Almost Missing -18-

130 17 0
                                    

Suasana yang sepi dengan hembusan angin syahdu. Entah bagaimana, Aelke dan Morgan sudah berada di pemakaman yang tampak sepi tanpa seseorang pun.

Sebuah nisan bertuliskan Mey Riska membuat Aelke sesenggukan di sisi pusara. Itu adalah pusara ibu kandungnya yang berada di Jakarta.

"Mama lo udah tenang, jangan dinangisin..." Morgan mengelus lembut pundak Aelke yang tengah menangis.

"Gue seneng banget... Bisa meluk mama gue kemaren..." ucap Aelke sambil mengusap air matanya. Morgan dan Aelke terdiam dan bangun sedikit menjauh dari pusara Mey Riska, saat seorang gadis kecil berusia 6 tahun datang dengan keranjang bunga warna-warni di tangannya bersama seorang lelaki paruh baya yang menuntunnya.

"Itu bokap lo? Itu elo? Iya, kan?" bisik Morgan, Aelke mengangguk.
Gadis kecil itu lalu berjongkok dan mengusap nisan dengan telapak tangan mungilnya.

"Apa kabar, mama? Mama gak kangen sama aku?" tanyanya polos sambil mengikuti ayahnya yang mencabuti rumput nakal di atas pusara.

"Mama, aku mau ketemu mama. Papa bilang, cara ketemu mama cuma satu, selalu berbuat baik sama siapapun." ujar Aelke kecil sambil menaburkan bunga-bunga ke atas pusara mamanya.

"Riska, Aelke udah lancar baca. Semoga disana, kamu tenang dan damai nunggu kita." ucap sang ayah tersenyum miris sambil menaburkan bunga.

Aelke dan Morgan hanya terdiam melihat semua itu. Setelah beberapa saat melepas rindu dengan do'a-do'a yang terpanjat, Aelke kecil dan ayahnya pergi saling berdampingan meninggalkan pemakaman.

"Lo waktu kecil aja tegar begitu.
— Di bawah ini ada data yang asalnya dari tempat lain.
PR #146, opened 2019-03-08
Fix cmake options for MOD2C

pramodk:


pramodk:
Ok..I will close this then.

PR #155, opened 2019-03-19
Some minor fixes that I missed in the last PR

ohm314:
- add pythonpath for nmodl
- fix include directory finding


CMakeLists.txt
```diff
@@ -116,6 +116,11 @@ if (ENABLE_NMODL)
     set(NMODL_EXTRA_FLAGS "" CACHE STRING "Extra NMODL options such as passes")
     separate_arguments(NMODL_EXTRA_FLAGS UNIX_COMMAND "${NMODL_EXTRA_FLAGS}")
     include_directories(${nmodl_INCLUDE})
+    if("$ENV{PYTHONPATH}" STREQUAL "")
```
pramodk: may be this condition check is not needed? if you think its ok append empty string to python path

Sekarang harus bisa kayak gitu, dong." ujar Morgan, Aelke berusaha mencerna semuanya.

Selang beberapa saat, terlihat seorang wanita dengan payung hitam menaunginya datang menuntun seorang bocah kecil. Dan ada seorang lelaki yang berjalan di belakang mereka. Ini adalah potret Morgan kecil bersama mamanya, Elizabeth.

"Ini makam bidan Mey Riska. Beliau meninggal 6 tahun lalu. Dan maaf, saya baru menemukan Anda saat ini karena banyak sekali pekerjaan saya selama ini. Terima kasih sudah jauh-jauh datang dari Singkawang." ujar seorang pria tersebut memberitahu pusara mama Aelke. Dengan sopan, pria itu memberikan sebuah kado usang kepada mama Morgan, dan mama Morgan menerimanya sambil tersenyum dengan mata yang tertutup kacamata hitam.

Aelke dan Morgan yang masih berdiri disana hanya termenung melihatnya. Bahkan, Morgan kecil pernah mengunjungi makam mama Aelke, dan ia tidak ingat semua itu saat ini.
Tak lama, tak sempat melihat adegan apapun lagi di pemakaman bidan Mey Riska. Tanah pemakaman tiba-tiba bergetar dan membawa mereka ke zona lain dengan hembusan angin yang begitu menyejukkan.

***

Aelke dan Morgan sudah memijakkan kaki mereka di sebuah halaman rumah yang lumayan besar. Ini masih nampak rumah Morgan dengan tampilan yang lebih bagus.

"Wuih, gue ganteng akut, tuh!" pekik Morgan saat melihat dirinya yang memakai seragam SMA dan baru turun dari motor sportnya.
Aelke memicingkan matanya saat melihat Morgan ABG, satu yang ada di benaknya sekarang, Morgan tampan!
Morgan dengan santai memasuki pekarangan rumahnya. Disana sudah berdiri sang ayah dengan tangan yang menyila di depan dadanya.

"Dari mana saja? Kita harus bicara!" ujar sang ayah, Morgan mendelik dan memerhatikan ayahnya dengan seksama.

"Mau ngomong apa, pa?" tanya Morgan. Sang ayah tidak menjawab, ia langsung memasuki rumah dan Morgan mengekor di belakangnya. Aelke dan Morgan langsung ikut ke dalam dengan mudah karena pintu tidak ditutup.

"Jadi, kamu mau kuliah dimana? Papa sudah ada opsi jurusan menejemen yang bagus." ujar sang papa, Morgan mendengus kesal.

"Morgan mau ambil jurusan arsitek, pa. Bukan menejemen!" jawab Morgan, ini kesekian kalinya Morgan beradu argumen dengan ayahnya dan tetap membicarakan hal yang sama.